Identification of a Novel HIV-1 Circulating Recombinant Form (CRF72_BF1) in Deep Sequencing Data from Blood Donors in Southeastern Brazil.

We report the identification of a novel HIV-1 circulating recombinant form (CRF72_BF1) in deep sequencing data from peripheral blood mononuclear cells (PBMC) of five blood donors in southeastern Brazil. Detection of this circulating recombinant form (CRF) confirms the need for effective surveillance to monitor the prevalence and distribution of HIV variants in a variety of settings in Brazil.

GENOME ANNOUNCEMENT

Both high mutation rates and recombination significantly contribute to the genetic diversification of human immunodeficiency virus type 1 (HIV-1). To date, HIV-1 viruses are classified into four phylogenetic groups, M, O, N, and P. The M group is further subdivided into nine subtypes (A to D, F to H, J, and K), among which subtypes A and F have been further classified into sub-subtypes (1, 2). Recombinant strains from at least three unlinked epidemiological sources, which exhibit identical mosaic patterns, have been classified separately as circulating recombinant forms (CRFs) (3). Recent estimates show that the HIV-1 CRFs and other minor recombinants account for approximately 20% of global HIV-1 infections (4). Here, we report the near full-length genome sequences (NFLGs) of a novel HIV-1 BF1 recombinant, designated CRF72_BF1 by the Los Alamos National Laboratory, derived from five blood donors in Minas Gerais, southeastern Brazil.
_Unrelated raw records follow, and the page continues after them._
PR #209, opened 2018-05-26
Rename data subdirectory: "gEDA" => "lepton-eda"

graahnul-grom:
I have installed `lepton-eda` and `geda-gaf` with the same `$PREFIX` and so far everything is working fine. Continue testing.

### DIFF
--- a/liblepton/src/edapaths.c
+++ b/liblepton/src/edapaths.c
@@ -36,13 +36,13 @@
 #ifdef __cplusplus
 static const gchar DATA_ENV[] = "GEDADATA";
 static const gchar CONFIG_ENV[] = "GEDADATARC";
-static const gchar DATA_XDG_SUBDIR[] = "gEDA";
+static const gchar DATA_XDG_SUBDIR[] = "lepton-eda";
 static const gchar DATA_GUESS_FILE[] = "scheme/geda.scm";
 static const gchar USER_DOTDIR[] = ".gEDA";
 #else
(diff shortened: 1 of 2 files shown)


graahnul-grom:
@vzh Could we turn the compatibility symbolic links off by default now?
Is it possible to merge the changes we have just discussed on the mailing list (store dialog geometry in a separate file; [wip_cfg_priv_split](https://github.com/graahnul-grom/lepton-eda/tree/wip_cfg_priv_split) branch)?

vzh:
> @vzh Could we turn the compatibility symbolic links off by default now?

I think yes.

> Is it possible to merge the changes we have just discussed on the mailing list (store dialog geometry in a separate file; wip_cfg_priv_split branch)?

[The XDG spec](https://standards.freedesktop.org/basedir-spec/basedir-spec-latest.html) reads that *user-specific non-essential (cached) data* should be written to `$XDG_CACHE_HOME`. I think those data are just *user-specific* and *non-essential* (especially for users like me who use tailing WMs) :-)
Another question is how to name the file containing main window/dialogs data. I think, since the directory name already contains `lepton`, we could just use something like `window.conf` or something like this. WDYT?

P.S. If you open a new issue/PR, it'll be a better place to discuss the issue, and we could point the users who are interested in it to the discussion.

graahnul-grom:
BTW, what window manager are you using?

vzh:
dwm

PR #215, opened 2018-05-30
Rename 2 toplevel directories

vzh:
Two toplevel directories, `gnetlist` and `gattrib` have been renamed to correspond the new naming scheme used in lepton.


vzh:
Since this is just a renaming issue, I merge this in hope anything will be OK and knowing that we can revert any wrong change, anyways ;-)

PR #216, opened 2018-05-31
Update NEWS with info about new changes since 1.9.3

vzh:
For now the file NEWS.md includes the list of any changes up to the current master head except for changes in netlister (which require some more time to sort out). Any suggestions and fixes are appreciated.


vzh:
I believe it's OK to add this as is in order to allow our users/devs to read it and report any mistakes.

PR #219, opened 2018-06-07
Use cache directory to store program-specific settings

### LINKED ISSUE #214: Split user configuration
Currently, user configuration file (`geda-user.conf`) is used to store an important
data that controls behaviour of the tools in the suite. At the same time,
`lepton-schematic` use that file for program-specific settings, like dialog
geometry.  The latter is not important to the user and should be stored separately.
In the draft implementation ([wip_cfg_priv_split branch](https://github.com/graahnul-grom/lepton-eda/tree/wip_cfg_priv_split)) dialog geometry is stored in `geda-priv.conf` file in the user configuration directory. However, there is `$XDG_CACHE_HOME` directory defined in [XDG specification](https://standards.freedesktop.org/basedir-spec/basedir-spec-latest.html) that is designed to be used exactly for that.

Cellular DNA was extracted from 5 peripheral blood mononuclear cells (PBMC) using the QIAamp blood kit (Qiagen) according to the manufacturer's instructions. The NFLGs from five overlapping fragments were obtained by PCR and determined by a previously reported method (5). The sequencing library was prepared as described previously (6). Briefly, the amplified fragments from a single viral genome were purified, quantified, and pooled at equimolar ratios. Approximately 1 ng of each pool was used in a fragmentation reaction. Finally, all libraries were pooled and loaded on an Illumina MiSeq for paired-end 250 sequencing. Fastq files were generated, validated, and de novo assembled into contiguous sequences and annotated with CLC Genomics Workbench version 5.5. The assembled contiguous sequences were aligned with reference sequences and screened for recombination by the bootscan methods (7, 8). Maximum likelihood trees were obtained by PhyML v. 3.1 using the GTR + I + G model (9). The approximate likelihood ratio test was used as a statistical test to calculate branch support.

The ultradeep sequencing yielded over 1.6 × 106 sequences reads, with average coverage ranging from 567× (10BR_MG025) to 14,333× (10BR_MG004). The NFLG consensus sequence from each strain of five BF1 (10BR_MG002, 10BR_MG003, 10BR_MG004, 10BR_MG008, and 10BR_MG025) was initially investigated using the bootscan method, which showed them to display identical mosaic structures, with 10 intersubtype breakpoints between subtype B and subclade F1 in gag (1 breakpoint), pol (4 breakpoints), vif (1 breakpoint), env (2 breakpoints), rev2 (1 breakpoint), and nef (1 breakpoint), and with 6 subtype B regions and 5 subclade F1 regions. Comparison with published sequences revealed an additional two HIV sequences from Southeast Brazil (99UFRJ-1 and BREPM1029) that share an identical mosaic structure with those reported in our study (10, 11). Reconstructed trees for each region corroborated the results from the bootscan. The genetic distances between the CRF72_BF1 sequences exceed 8%, suggesting their longstanding circulation in Southeast Brazil.

The availability of the new CRF72_BF1 sequences described in this study should contribute to a more robust understanding of the overall genetic variability and phylogenetic relationships within and among other group M subtypes. Further molecular epidemiological investigations in a variety of settings are needed to identify the influence of CRF72_BF1 on the HIV epidemic in Brazil.

Nucleotide sequence accession numbers.

All consensus genome assemblies generated in this study were submitted to NCBI’s GenBank database under accession numbers KJ671533 to KJ671537.